Improving Radiographic Fracture Recognition Performance and Efficiency Using Artificial Intelligence

Background

Missed fractures are a common cause of diagnostic discrepancy between initial radiographic interpretation and the final read by board-certified radiologists.

Purpose

To assess the effect of assistance by artificial intelligence (AI) on diagnostic performances of physicians for fractures on radiographs.

Materials and Methods

This retrospective diagnostic study used the multi-reader, multi-case methodology based on an external multicenter data set of 480 examinations with at least 60 examinations per body region (foot and ankle, knee and leg, hip and pelvis, hand and wrist, elbow and arm, shoulder and clavicle, rib cage, and thoracolumbar spine) between July 2020 and January 2021. Fracture prevalence was set at 50%. The ground truth was determined by two musculoskeletal radiologists, with discrepancies solved by a third. Twenty-four readers (radiologists, orthopedists, emergency physicians, physician assistants, rheumatologists, family physicians) were presented the whole validation data set (n = 480), with and without AI assistance, with a 1-month minimum washout period.
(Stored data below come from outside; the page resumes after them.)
Issue #4990, opened 2024-05-29
FedX federation fails with query evaluation exception when evaluating zero length property path


aschwarte10:
### Current Behavior

We found that the FedX query engine currently fails with the following exception when the query contains a zero length path (e.g. `?myClass rdfs:subClassOf* ?parentClass`)

The exact exception message is: 

> Federation Strategy does not support org.openrdf.query.algebra.evaluation.TripleSource#getStatements. If you encounter this exception, please report it.

This is because the federation engine falls back to the `DefaultEvaluationStrategy` implementation for property paths, which in case of zero-path is not tailored to the use in federation.

Note that path with length minimum 1 (i.e. the + operator) are working fine.

### Expected Behavior

The federation engine should support correct semantics of zero-length path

The primary analysis had to demonstrate superiority of sensitivity per patient and the noninferiority of specificity per patient at –3% margin with AI aid. Stand-alone AI performance was also assessed using receiver operating characteristic curves.

Results

A total of 480 patients were included (mean age, 59 years ± 16 [standard deviation]; 327 women). The sensitivity per patient was 10.4% higher (95% CI: 6.9, 13.9; P < .001 for superiority) with AI aid (4331 of 5760 readings, 75.2%) than without AI (3732 of 5760 readings, 64.8%). The specificity per patient with AI aid (5504 of 5760 readings, 95.6%) was noninferior to that without AI aid (5217 of 5760 readings, 90.6%), with a difference of +5.0% (95% CI: +2.0, +8.0; P = .001 for noninferiority). AI shortened the average reading time by 6.3 seconds per examination (95% CI: –12.5, –0.1; P = .046). The sensitivity by patient gain was significant in all regions (+8.0% to +16.2%; P < .05) but shoulder and clavicle and spine (+4.2% and +2.6%; P = .12 and .52).

Conclusion

AI assistance improved the sensitivity and may even improve the specificity of fracture detection by radiologists and nonradiologists, without lengthening reading time.